Aqui, quero pontuar o primeiro aspecto desse meu escrito, que é a importância de pararmos e refletirmos para compreender o que está por trás das nossas emoções; para a partir daí escolher um pensamento e/ou ação para que determinada situação se encaminhe da melhor maneira possível.
Parar e pensar é muito importante em um mundo em que corremos demais e muitas vezes estamos no piloto automático. Ficar no modus operandi do piloto automático pode gerar muitos problemas e desgastes de todas as ordens, não só no campo relacional.
Efeitos da pandemia
Um dos possíveis efeitos da pandemia da Covid-19 seria uma compensação, no sentido de reequilibrar questões que se desajustaram por conta de um mundo extremamente agitado. Fico pensando, trata-se de uma compensação? Um paradoxo?
Acredito que a pandemia trouxe de tudo. Incluindo transformações em vários cenários a exemplo de um fenômeno que está nascendo e é denominado de YOLO, que na tradução livre significa “você só vive uma vez”.
No livro que escrevi “Biografia de uma pessoa comum”, a ser divulgado, falo muito sobre transição de carreira, o fenômeno YOLO, diz respeito aos jovens repensando a carreira e o estilo de vida durante a pandemia.
Quem nunca pensou largar tudo e mudar o estilo de vida radicalmente? Com o home office, esses questionamentos pessoais e profissionais foram potencializados.
A geração Y, os millennials, nascidos entre o período da década de 80 até o começo dos anos 2000 estão fortemente inseridos no YOLO, esses jovens buscam empreender e ter mais tempo disponível, querem ter uma vida com mais propósito e ter mais tempo para a família e rotina mais flexível. Estão preocupados com a autonomia que terão e o que eles conseguem entregar.
Mudança de sonhos
O sonho de trabalhar em uma grande empresa, estabilidade e benefícios não é mais o alvo de muitas pessoas dessa geração; e certamente de outras também.
As empresas, por sua vez, precisam estar abertas sobre como gerir cada indivíduo de uma forma específica e separada. Segundo minha experiência, trata-se de um superdesafio, em especial para as grandes empresas.
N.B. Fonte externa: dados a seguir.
PR #1841, opened 2019-08-06
Allow offline building - skip package updater if there is no connection

Niek:
A quick fix to allow building if there is no internet connection. I couldn't build the latest HEAD during a flight, I think the package update should be optional and not break building.

### DIFF
--- a/code/extra_script_pre.py
+++ b/code/extra_script_pre.py
@@ -66,9 +66,12 @@ def get_shared_libdeps_dir(section, name):
 
 
 def ensure_platform_updated():
-    if PIO_PLATFORM.are_outdated_packages():
-        print("updating platform packages", file=sys.stderr)
-        PIO_PLATFORM.update_packages()
+    try:
+        if PIO_PLATFORM.are_outdated_packages():
+            print("updating platform packages", file=sys.stderr)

Segundo pesquisa da Microsoft com 31 mil trabalhadores ao redor do mundo mostra que 40% dos trabalhadores estavam pensando em deixar seus empregos ainda 2021. Enquanto isso, nos EUA, mais de 2,5 milhões de pedidos de aberturas de novas empresas foram feitos esse ano. No Brasil, segundo o INPI (Instituto Nacional de Propriedade Industrial) foram criadas novas marcas. E o número desses registros cresceram 41.9% no período entre julho/20 e junho/21, essa comparação foi feita com o mesmo período anterior.
Mas como digo e repito sempre, para fazer uma transição estruturada e consistente é importante ter organização, planejamento. Em especial o financeiro, apoio, ter um porto seguro, que pode ser um amigo, um mentor, um parceiro, marido, esposa etc.
Fazer transição é possível, desde que feita com base em conhecimento de si e dos nossos limites (autoconhecimento) e da responsabilidade.
O mundo, os comportamentos, o estilo de vida estão todos mudando. Será que isso tem volta?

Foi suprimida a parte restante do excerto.